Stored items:
PR #9186, opened 2020-06-02
Add cursor rotation on right mouse drag

### LINKED ISSUE #9144: Cursor does not rotate on right mouse button drag
When holding down right-click, the cursor does not rotate.

kloczewiak:
Closes #9144


bdach:
Thanks for the contribution, but for future reference:

* Please do not PR off `master` - create a topic branch instead.
* Additionally, please do not edit code using the github web interface. It causes reviewers to have very low confidence in the correctness of any changes made in the PR.

I have not looked properly at the code or ran it, but I can already tell it will fail CI due to incorrect whitespace, which you would have most likely caught if you were using an actual IDE.

power9maker:
> * Please do not PR off `master` - create a topic branch instead.

Ok, will do that next time.

> I have not looked properly at the code or ran it, but I can already tell it will fail CI due to incorrect whitespace, which you would have most likely caught if you were using an actual IDE.

Well, I use Visual Studio (not Code), is it supposed to highlight incorrect whitespaces by default?

bdach:
VS Code is the least helpful of the recommended IDEs when it comes to formatting, but you can use the `InspectCode.ps1` script in the root of this repository in its stead.

power9maker:
I meant I DON'T use VS Code. I use VS Community 2019. Is there somewhere a setting for highlighting incorrect whitespaces? It would have been better than running this script for 20+ minutes.

bdach:
Misread that, sorry.

InspectCode can sometimes take a while, but 20+ minutes sounds wrong. I don't think I've ever had it take more than 5 at most.

ReSharper would highlight everything for sure, but it is generally a paid option. I'm pretty sure all Roslyn analyser errors should be displayed by VS, but that's not everything we use for code style. There are some R#-specific inspections that leverage solution-wide analysis and won't be picked up by VS right now.

If you really would like to avoid running the script locally, you could look into adding appveyor to your fork.

jorolf:
There's also a whitespace plugin for visual studio

power9maker:
> InspectCode can sometimes take a while, but 20+ minutes sounds wrong. I don't think I've ever had it take more than 5 at most.

Oh, sorry then. CI took about 20 minutes so I thought this would be about the same.

peppy:
These conditionals read really badly to me, I can no longer understand what they are trying to convey. Why not create a private property called something like `shouldRotate` which takes in a `MouseEvent` and does the checking for pressed buttons. Or just drop the conditionals and make it rotate on any button.

power9maker:
```
private bool shouldRotate;

private MouseEvent ShouldRotate
{
        get => ;
        set
        {
            if (value.IsPressed(MouseButton.Left) || value.IsPressed(MouseButton.Right))
                shouldRotate = true;
            else
                shouldRotate = false;
        }
}
```
Good idea but I would like it to output a bool which it can't because it's a MouseEvent. And also `ShouldRotate = e` would have to be called every `OnMouseDown()` and `OnMouseUp()` which doesn't look clean.
I could just make a function that will have MouseEvent as an argument and it will return a bool, which will be saying whether or not cursor should be in rotating state. Is that okay?

bdach:
Yeah, I think a private (static) method was the intended suggestion here. Adding state like that is definitely not a good idea.

osu.Game/Graphics/Cursor/MenuCursor.cs
```diff
@@ -97,13 +98,14 @@ protected override bool OnMouseDown(MouseDownEvent e)
 
         protected override void OnMouseUp(MouseUpEvent e)
         {
-            if (!e.IsPressed(MouseButton.Left) && !e.IsPressed(MouseButton.Middle) && !e.IsPressed(MouseButton.Right))
+            // cursor should go back to original size when none of main buttons are pressed
+            if (!(e.IsPressed(MouseButton.Left) || e.IsPressed(MouseButton.Middle) || e.IsPressed(MouseButton.Right)))
```
bdach, line 102: I'd factor this out to a static method too (`anyMainButtonPressed(MouseEvent e)`). Can remove the comment at that point as the code will become self-documenting.

osu.Game/Graphics/Cursor/MenuCursor.cs
```diff
@@ -125,6 +127,14 @@ protected override void PopOut()
             activeCursor.ScaleTo(0.6f, 250, Easing.In);
         }
 
+        private static bool shouldRotate(MouseEvent e)
+        {
+            if (e.IsPressed(MouseButton.Left) || e.IsPressed(MouseButton.Right))
+                return true;
+            else
+                return false;
+        }
```
bdach, line 136: No need to inspect the bool to then return its exact value explicitly anyway:

```suggestion
        private static bool shouldRotate(MouseEvent e) => e.IsPressed(MouseButton.Left) || e.IsPressed(MouseButton.Right);
```

(maybe rename to `shouldRotateCursor` too for a tad more readability too?)

bdach (dismissed):

osu.Game/Graphics/Cursor/MenuCursor.cs
power9maker: I didn't know you could do that. Cool!

bdach:
@power9maker Please try to not push individual commits, as it incurs a significant load on CI and queues many builds.

power9maker:
> @power9maker Please try to not push individual commits, as it incurs a significant load on CI and queues many builds.

I was intending to do that but forgot these things, will be more careful next time.

power9maker:
This will be the last one I swear

bdach (commented):
I think this is fine...? Not too much of a fan of that nested conditional but other options (inlining as third condition, early-returning `base.OnMouseDown`, extracting the inner `if` to a method) seem just as bad to me...

power9maker:
I can move `cursorRotate.Value` check into `shouldRotateCursor()` method.
Just tested it and works as expected.

bdach:
Well, yes, but I'm not sure it reads much better than the current version as three conditions in an `if` is already a little much. Different strokes for different folks I suppose - I'll defer to the team's opinion on that one.

power9maker:
Hey, is this pr going to be merged or do I close it, because I have to reset my fork if I want work on something else.

osu.Game/Graphics/Cursor/MenuCursor.cs
```diff
@@ -83,24 +83,28 @@ protected override bool OnMouseDown(MouseDownEvent e)
...
         {
-            if (!e.IsPressed(MouseButton.Left) && !e.IsPressed(MouseButton.Right))
+            if (!anyMainButtonPressed(e))
             {
                 activeCursor.AdditiveLayer.FadeOutFromOne(500, Easing.OutQuint);
                 activeCursor.ScaleTo(1, 500, Easing.OutElastic);
             }
 
-            if (e.Button == MouseButton.Left)
+            if (!shouldRotateCursor(e))
```
peppy, line 107: isn't this back to front?

osu.Game/Graphics/Cursor/MenuCursor.cs
```diff
@@ -122,6 +126,10 @@ protected override void PopOut()
             activeCursor.ScaleTo(0.6f, 250, Easing.In);
         }
 
+        private static bool shouldRotateCursor(MouseEvent e) => e.IsPressed(MouseButton.Left) || e.IsPressed(MouseButton.Right);
```
peppy, line 129: `cursorRotate.Value check` should be moved here.

peppy (dismissed):

osu.Game/Graphics/Cursor/MenuCursor.cs
bdach: Wow, it is. Garbage reading on my part. I would have sworn I tested this but at this point I don't trust my brain on that.

power9maker: > isn't this back to front?

What does back to front mean?

bdach: The calling pattern does not match the expected logic. The code is first asking if it should rotate the cursor, but then rotates it if the method returns `false` (so if it *shouldn't* rotate it).

power9maker: Either I still don't understand what you mean or you misread the code:
shouldRotateCursor() checks whether or not cursor should be in its dragged state.
On line 107 it checks if it is not in its dragged state so it can do the spinning and rotate back to 0 degrees.

bdach: Okay, yeah, but it's confusing reading as it is anyway. Maybe rename the method to `shouldKeepRotating`?

peppy: even if this does work, it's actually opposite to the original logic, which means further checking is necessary.

bdach: I think the extra layer of confusion here is because the previous code used the mouse up event directly and the new code uses `IsPressed`.

power9maker: I used `IsPressed` here, because if I did it with `MouseUpEvent.Button` and you let go of one mouse button, it would stop rotating even though you have the other mouse button held down.

peppy:
Okay, so from a correctness angle, why does only middle mouse now behave differently? Originally it was left-only intentionally, but if adding right mouse to the equation, why not also middle?

power9maker:
Because that's what was requested in #9144, but yeah, sure, I'll add it to middle mouse button too.

peppy:
I've simplified this further by including all buttons and using the already available property of mouse events to check as such. @smoogipoo requesting a quick re-review.

smoogipoo (approved):
Yeah this seems fine to me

**Exercise description**
All the entries above need to be repeated word for word.

**Result**
PR #9186, opened 2020-06-02
Add cursor rotation on right mouse drag

### LINKED ISSUE #9144: Cursor does not rotate on right mouse button drag
When holding down right-click, the cursor does not rotate.

kloczewiak:
Closes #9144


bdach:
Thanks for the contribution, but for future reference:

* Please do not PR off `master` - create a topic branch instead.
* Additionally, please do not edit code using the github web interface. It causes reviewers to have very low confidence in the correctness of any changes made in the PR.

I have not looked properly at the code or ran it, but I can already tell it will fail CI due to incorrect whitespace, which you would have most likely caught if you were using an actual IDE.

power9maker:
> * Please do not PR off `master` - create a topic branch instead.

Ok, will do that next time.

> I have not looked properly at the code or ran it, but I can already tell it will fail CI due to incorrect whitespace, which you would have most likely caught if you were using an actual IDE.

Well, I use Visual Studio (not Code), is it supposed to highlight incorrect whitespaces by default?

bdach:
VS Code is the least helpful of the recommended IDEs when it comes to formatting, but you can use the `InspectCode.ps1` script in the root of this repository in its stead.

power9maker:
I meant I DON'T use VS Code. I use VS Community 2019. Is there somewhere a setting for highlighting incorrect whitespaces? It would have been better than running this script for 20+ minutes.

bdach:
Misread that, sorry.

InspectCode can sometimes take a while, but 20+ minutes sounds wrong. I don't think I've ever had it take more than 5 at most.

ReSharper would highlight everything for sure, but it is generally a paid option. I'm pretty sure all Roslyn analyser errors should be displayed by VS, but that's not everything we use for code style. There are some R#-specific inspections that leverage solution-wide analysis and won't be picked up by VS right now.

If you really would like to avoid running the script locally, you could look into adding appveyor to your fork.

jorolf:
There's also a whitespace plugin for visual studio

power9maker:
> InspectCode can sometimes take a while, but 20+ minutes sounds wrong. I don't think I've ever had it take more than 5 at most.

Oh, sorry then. CI took about 20 minutes so I thought this would be about the same.

peppy:
These conditionals read really badly to me, I can no longer understand what they are trying to convey. Why not create a private property called something like `shouldRotate` which takes in a `MouseEvent` and does the checking for pressed buttons. Or just drop the conditionals and make it rotate on any button.

power9maker:
```
private bool shouldRotate;

private MouseEvent ShouldRotate
{
        get => ;
        set
        {
            if (value.IsPressed(MouseButton.Left) || value.IsPressed(MouseButton.Right))
                shouldRotate = true;
            else
                shouldRotate = false;
        }
}
```
Good idea but I would like it to output a bool which it can't because it's a MouseEvent. And also `ShouldRotate = e` would have to be called every `OnMouseDown()` and `OnMouseUp()` which doesn't look clean.
I could just make a function that will have MouseEvent as an argument and it will return a bool, which will be saying whether or not cursor should be in rotating state. Is that okay?

bdach:
Yeah, I think a private (static) method was the intended suggestion here. Adding state like that is definitely not a good idea.

osu.Game/Graphics/Cursor/MenuCursor.cs
```diff
@@ -97,13 +98,14 @@ protected override bool OnMouseDown(MouseDownEvent e)
 
         protected override void OnMouseUp(MouseUpEvent e)
         {
-            if (!e.IsPressed(MouseButton.Left) && !e.IsPressed(MouseButton.Middle) && !e.IsPressed(MouseButton.Right))
+            // cursor should go back to original size when none of main buttons are pressed
+            if (!(e.IsPressed(MouseButton.Left) || e.IsPressed(MouseButton.Middle) || e.IsPressed(MouseButton.Right)))
```
bdach, line 102: I'd factor this out to a static method too (`anyMainButtonPressed(MouseEvent e)`). Can remove the comment at that point as the code will become self-documenting.

osu.Game/Graphics/Cursor/MenuCursor.cs
```diff
@@ -125,6 +127,14 @@ protected override void PopOut()
             activeCursor.ScaleTo(0.6f, 250, Easing.In);
         }
 
+        private static bool shouldRotate(MouseEvent e)
+        {
+            if (e.IsPressed(MouseButton.Left) || e.IsPressed(MouseButton.Right))
+                return true;
+            else
+                return false;
+        }
```
bdach, line 136: No need to inspect the bool to then return its exact value explicitly anyway:

```suggestion
        private static bool shouldRotate(MouseEvent e) => e.IsPressed(MouseButton.Left) || e.IsPressed(MouseButton.Right);
```

(maybe rename to `shouldRotateCursor` too for a tad more readability too?)

bdach (dismissed):

osu.Game/Graphics/Cursor/MenuCursor.cs
power9maker: I didn't know you could do that. Cool!

bdach:
@power9maker Please try to not push individual commits, as it incurs a significant load on CI and queues many builds.

power9maker:
> @power9maker Please try to not push individual commits, as it incurs a significant load on CI and queues many builds.

I was intending to do that but forgot these things, will be more careful next time.

power9maker:
This will be the last one I swear

bdach (commented):
I think this is fine...? Not too much of a fan of that nested conditional but other options (inlining as third condition, early-returning `base.OnMouseDown`, extracting the inner `if` to a method) seem just as bad to me...

power9maker:
I can move `cursorRotate.Value` check into `shouldRotateCursor()` method.
Just tested it and works as expected.

bdach:
Well, yes, but I'm not sure it reads much better than the current version as three conditions in an `if` is already a little much. Different strokes for different folks I suppose - I'll defer to the team's opinion on that one.

power9maker:
Hey, is this pr going to be merged or do I close it, because I have to reset my fork if I want work on something else.

osu.Game/Graphics/Cursor/MenuCursor.cs
```diff
@@ -83,24 +83,28 @@ protected override bool OnMouseDown(MouseDownEvent e)
...
         {
-            if (!e.IsPressed(MouseButton.Left) && !e.IsPressed(MouseButton.Right))
+            if (!anyMainButtonPressed(e))
             {
                 activeCursor.AdditiveLayer.FadeOutFromOne(500, Easing.OutQuint);
                 activeCursor.ScaleTo(1, 500, Easing.OutElastic);
             }
 
-            if (e.Button == MouseButton.Left)
+            if (!shouldRotateCursor(e))
```
peppy, line 107: isn't this back to front?

osu.Game/Graphics/Cursor/MenuCursor.cs
```diff
@@ -122,6 +126,10 @@ protected override void PopOut()
             activeCursor.ScaleTo(0.6f, 250, Easing.In);
         }
 
+        private static bool shouldRotateCursor(MouseEvent e) => e.IsPressed(MouseButton.Left) || e.IsPressed(MouseButton.Right);
```
peppy, line 129: `cursorRotate.Value check` should be moved here.

peppy (dismissed):

osu.Game/Graphics/Cursor/MenuCursor.cs
bdach: Wow, it is. Garbage reading on my part. I would have sworn I tested this but at this point I don't trust my brain on that.

power9maker: > isn't this back to front?

What does back to front mean?

bdach: The calling pattern does not match the expected logic. The code is first asking if it should rotate the cursor, but then rotates it if the method returns `false` (so if it *shouldn't* rotate it).

power9maker: Either I still don't understand what you mean or you misread the code:
shouldRotateCursor() checks whether or not cursor should be in its dragged state.
On line 107 it checks if it is not in its dragged state so it can do the spinning and rotate back to 0 degrees.

bdach: Okay, yeah, but it's confusing reading as it is anyway. Maybe rename the method to `shouldKeepRotating`?

peppy: even if this does work, it's actually opposite to the original logic, which means further checking is necessary.

bdach: I think the extra layer of confusion here is because the previous code used the mouse up event directly and the new code uses `IsPressed`.

power9maker: I used `IsPressed` here, because if I did it with `MouseUpEvent.Button` and you let go of one mouse button, it would stop rotating even though you have the other mouse button held down.

peppy:
Okay, so from a correctness angle, why does only middle mouse now behave differently? Originally it was left-only intentionally, but if adding right mouse to the equation, why not also middle?

power9maker:
Because that's what was requested in #9144, but yeah, sure, I'll add it to middle mouse button too.

peppy:
I've simplified this further by including all buttons and using the already available property of mouse events to check as such. @smoogipoo requesting a quick re-review.

smoogipoo (approved):
Yeah this seems fine to me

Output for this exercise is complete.